Stored items from a collection

*** Block opens ***

PR #6380, opened 2026-02-05
fix(tasks): ensure time estimate and notes are copied for subtasks #6368

### LINKED ISSUE #6368: 🚨 Duplicating task won't copy the estimate time and notes of subtasks.
### Version Used

v17.1.0 installer

### Expected Behavior

Duplicating task will copy the estimate time and notes of subtasks.

### Current Behavior

Duplicating task won't copy the estimate time and notes of subtasks.

### Steps to Reproduce
Estimated time and notes of subtasks will not be duplicated, which makes it inconvenient to use it like template.

Image

### Console Output

```shell

```

FaisalHafeez:
## Problem

When duplicating a task that contains subtasks, the `timeEstimate` and `notes` fields for those subtasks are not carried over to the new copies. This effectively causes data loss for users who rely on duplicating tasks to use them as templates.

Fixes #6368

## Solution: What PR does

I have updated the task duplication logic to ensure that `timeEstimate` and `notes` are explicitly included when cloning subtasks.

**Changes:**
- Modified the subtask creation loop to spread/copy these specific properties from the original task.
- Added a unit test to the relevant spec file to verify that duplicated subtasks retain these values.
- Verified manually that the UI now reflects the correct estimates and notes after duplication.


johannesjo:
Thank you!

*** Block closes ***

• The task
Each of the records is to be repeated word for word.

• Response
PR #6380, opened 2026-02-05
fix(tasks): ensure time estimate and notes are copied for subtasks #6368

### LINKED ISSUE #6368: 🚨 Duplicating task won't copy the estimate time and notes of subtasks.
### Version Used

v17.1.0 installer

### Expected Behavior

Duplicating task will copy the estimate time and notes of subtasks.

### Current Behavior

Duplicating task won't copy the estimate time and notes of subtasks.

### Steps to Reproduce
Estimated time and notes of subtasks will not be duplicated, which makes it inconvenient to use it like template.

Image

### Console Output

```shell

```

FaisalHafeez:
## Problem

When duplicating a task that contains subtasks, the `timeEstimate` and `notes` fields for those subtasks are not carried over to the new copies. This effectively causes data loss for users who rely on duplicating tasks to use them as templates.

Fixes #6368

## Solution: What PR does

I have updated the task duplication logic to ensure that `timeEstimate` and `notes` are explicitly included when cloning subtasks.

**Changes:**
- Modified the subtask creation loop to spread/copy these specific properties from the original task.
- Added a unit test to the relevant spec file to verify that duplicated subtasks retain these values.
- Verified manually that the UI now reflects the correct estimates and notes after duplication.


johannesjo:
Thank you!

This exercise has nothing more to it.